Schütt Heiko H, Rothkegel Lars O M, Trukenbrod Hans A, Engbert Ralf, Wichmann Felix A
Neural Information Processing Group, Universität Tübingen, Tübingen, Germany.
Experimental and Biological Psychology, University of Potsdam, Potsdam, Germany.
J Vis. 2019 Mar 1;19(3):1. doi: 10.1167/19.3.1.

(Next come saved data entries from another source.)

PR #602, opened 2023-03-12
Bump version number

GeckoEidechse:
We're at 1.12, yet mods source still says 1.10...


uniboi:
It shouldn't be hard to make a workflow commit the version in the mod.json files when a release is published

GeckoEidechse:
Given how rare we have a minor bump, I haven't seen the need to yet but I won't complain about someone making a PR to fix it either :P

Bottom-up and top-down as well as low-level and high-level factors influence where we fixate when viewing natural scenes. However, the importance of each of these factors and how they interact remains a matter of debate. Here, we disentangle these factors by analyzing their influence over time. For this purpose, we develop a saliency model that is based on the internal representation of a recent early spatial vision model to measure the low-level, bottom-up factor. To measure the influence of high-level, bottom-up features, we use a recent deep neural network-based saliency model. To account for top-down influences, we evaluate the models on two large data sets with different tasks: first, a memorization task and, second, a search task. Our results lend support to a separation of visual scene exploration into three phases: the first saccade, an initial guided exploration characterized by a gradual broadening of the fixation density, and a steady state that is reached after roughly 10 fixations. Saccade-target selection during the initial exploration and in the steady state is related to similar areas of interest, which are better predicted when including high-level features. In the search data set, fixation locations are determined predominantly by top-down processes. In contrast, the first fixation follows a different fixation density and contains a strong central fixation bias. Nonetheless, first fixations are guided strongly by image properties, and as early as 200 ms after image onset, fixations are better predicted by high-level information. We conclude that any low-level, bottom-up factors are mainly limited to the generation of the first saccade. All saccades are better explained when high-level features are considered, and later, this high-level, bottom-up control can be overruled by top-down influences.
自下而上和自上而下以及低级和高级因素会影响我们在观看自然场景时的注视位置。然而,这些因素各自的重要性以及它们如何相互作用仍是一个有争议的问题。在这里,我们通过分析它们随时间的影响来理清这些因素。为此,我们开发了一种显著性模型,该模型基于最近的早期空间视觉模型的内部表示来测量低级、自下而上的因素。为了测量高级、自上而下特征的影响,我们使用了一种基于深度神经网络的最新显著性模型。为了考虑自上而下的影响,我们在两个具有不同任务的大数据集上评估这些模型:第一,一个记忆任务;第二,一个搜索任务。我们的结果支持将视觉场景探索分为三个阶段:第一次扫视、以注视密度逐渐扩大为特征的初始引导探索,以及在大约10次注视后达到的稳定状态。初始探索和稳定状态期间的扫视目标选择与相似的感兴趣区域相关,当包含高级特征时,这些区域能得到更好的预测。在搜索数据集中,注视位置主要由自上而下的过程决定。相比之下,第一次注视遵循不同的注视密度,并且包含强烈的中央注视偏向。尽管如此,第一次注视受到图像属性的强烈引导,并且在图像呈现后最早200毫秒,注视就能通过高级信息得到更好的预测。我们得出结论,任何低级、自下而上的因素主要限于第一次扫视的产生。当考虑高级特征时,所有扫视都能得到更好的解释,并且在后期,这种高级、自上而下的控制可能会被自上而下的影响所推翻。